[[ DATA TO USE open ]]

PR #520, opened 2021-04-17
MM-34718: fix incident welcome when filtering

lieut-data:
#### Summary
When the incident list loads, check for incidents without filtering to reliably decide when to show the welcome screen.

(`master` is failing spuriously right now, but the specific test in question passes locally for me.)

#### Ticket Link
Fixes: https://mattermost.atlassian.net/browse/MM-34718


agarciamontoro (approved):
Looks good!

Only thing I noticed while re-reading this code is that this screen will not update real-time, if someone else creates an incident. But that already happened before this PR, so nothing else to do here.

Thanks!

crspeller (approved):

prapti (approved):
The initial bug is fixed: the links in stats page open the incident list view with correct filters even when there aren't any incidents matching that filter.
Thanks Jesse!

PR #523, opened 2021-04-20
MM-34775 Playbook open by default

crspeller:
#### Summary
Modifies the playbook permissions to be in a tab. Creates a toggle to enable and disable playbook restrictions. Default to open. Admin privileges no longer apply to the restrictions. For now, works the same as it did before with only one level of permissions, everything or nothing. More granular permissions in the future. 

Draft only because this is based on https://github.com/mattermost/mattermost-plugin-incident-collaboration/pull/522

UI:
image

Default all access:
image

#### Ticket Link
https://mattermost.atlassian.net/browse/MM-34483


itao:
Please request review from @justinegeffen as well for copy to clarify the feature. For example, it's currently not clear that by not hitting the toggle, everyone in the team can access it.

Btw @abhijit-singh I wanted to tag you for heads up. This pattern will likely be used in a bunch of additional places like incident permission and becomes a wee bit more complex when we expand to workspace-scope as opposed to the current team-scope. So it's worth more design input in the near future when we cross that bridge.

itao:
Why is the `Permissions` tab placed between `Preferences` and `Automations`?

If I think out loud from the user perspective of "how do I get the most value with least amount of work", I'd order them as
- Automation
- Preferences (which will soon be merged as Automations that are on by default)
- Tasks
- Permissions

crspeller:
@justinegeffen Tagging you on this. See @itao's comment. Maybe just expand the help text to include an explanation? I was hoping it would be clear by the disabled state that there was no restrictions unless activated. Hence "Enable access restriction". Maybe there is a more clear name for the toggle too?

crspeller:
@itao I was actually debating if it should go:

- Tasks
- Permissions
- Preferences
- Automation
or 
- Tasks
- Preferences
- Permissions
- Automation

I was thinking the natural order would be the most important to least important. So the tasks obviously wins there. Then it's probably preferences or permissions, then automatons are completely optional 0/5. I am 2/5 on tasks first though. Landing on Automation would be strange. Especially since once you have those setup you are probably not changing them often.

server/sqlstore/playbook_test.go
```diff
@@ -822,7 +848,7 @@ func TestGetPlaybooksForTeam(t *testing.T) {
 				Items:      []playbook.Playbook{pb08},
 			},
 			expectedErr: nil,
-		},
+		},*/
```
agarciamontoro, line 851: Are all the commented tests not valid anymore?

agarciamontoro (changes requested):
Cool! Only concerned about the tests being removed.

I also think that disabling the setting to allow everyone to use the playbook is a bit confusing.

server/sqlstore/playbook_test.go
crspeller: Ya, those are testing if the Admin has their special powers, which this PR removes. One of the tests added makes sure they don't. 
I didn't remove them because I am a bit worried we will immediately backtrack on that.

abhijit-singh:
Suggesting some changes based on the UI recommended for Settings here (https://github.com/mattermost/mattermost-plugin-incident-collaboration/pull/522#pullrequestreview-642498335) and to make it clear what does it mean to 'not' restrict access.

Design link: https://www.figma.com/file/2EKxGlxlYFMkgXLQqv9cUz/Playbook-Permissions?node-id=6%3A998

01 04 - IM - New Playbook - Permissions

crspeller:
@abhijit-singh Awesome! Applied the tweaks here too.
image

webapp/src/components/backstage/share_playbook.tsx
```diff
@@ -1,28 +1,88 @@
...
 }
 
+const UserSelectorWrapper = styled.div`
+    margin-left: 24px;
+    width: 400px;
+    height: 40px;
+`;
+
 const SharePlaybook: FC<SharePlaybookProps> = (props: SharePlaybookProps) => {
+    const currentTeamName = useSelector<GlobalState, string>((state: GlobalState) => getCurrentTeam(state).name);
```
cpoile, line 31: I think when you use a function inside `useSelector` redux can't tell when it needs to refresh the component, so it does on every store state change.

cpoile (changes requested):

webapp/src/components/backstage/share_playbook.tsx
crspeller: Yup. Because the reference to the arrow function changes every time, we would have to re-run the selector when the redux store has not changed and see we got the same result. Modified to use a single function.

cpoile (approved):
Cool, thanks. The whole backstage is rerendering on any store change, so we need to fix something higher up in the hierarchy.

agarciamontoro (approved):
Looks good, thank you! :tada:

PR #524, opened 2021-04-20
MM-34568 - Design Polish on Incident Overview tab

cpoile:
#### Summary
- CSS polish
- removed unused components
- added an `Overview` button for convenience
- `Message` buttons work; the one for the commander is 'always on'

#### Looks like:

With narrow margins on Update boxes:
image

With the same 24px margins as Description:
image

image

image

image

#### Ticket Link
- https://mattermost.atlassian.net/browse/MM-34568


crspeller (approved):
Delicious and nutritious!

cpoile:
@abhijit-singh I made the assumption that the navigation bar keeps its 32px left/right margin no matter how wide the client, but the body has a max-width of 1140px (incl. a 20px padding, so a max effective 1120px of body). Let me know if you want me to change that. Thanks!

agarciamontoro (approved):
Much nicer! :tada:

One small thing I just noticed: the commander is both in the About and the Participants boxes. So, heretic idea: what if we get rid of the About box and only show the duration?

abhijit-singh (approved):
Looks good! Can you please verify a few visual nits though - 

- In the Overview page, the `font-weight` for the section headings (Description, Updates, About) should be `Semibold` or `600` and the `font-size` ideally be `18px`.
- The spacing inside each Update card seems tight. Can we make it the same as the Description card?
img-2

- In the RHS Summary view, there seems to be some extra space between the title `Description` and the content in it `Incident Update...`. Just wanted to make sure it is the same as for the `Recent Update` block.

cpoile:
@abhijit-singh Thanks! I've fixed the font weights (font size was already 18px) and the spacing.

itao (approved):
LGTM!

[[ DATA TO USE closed ]]

PROBLEM: Nothing but a number is expected here: say how many lines in the material hold "Description".

RESPONSE AREA: 4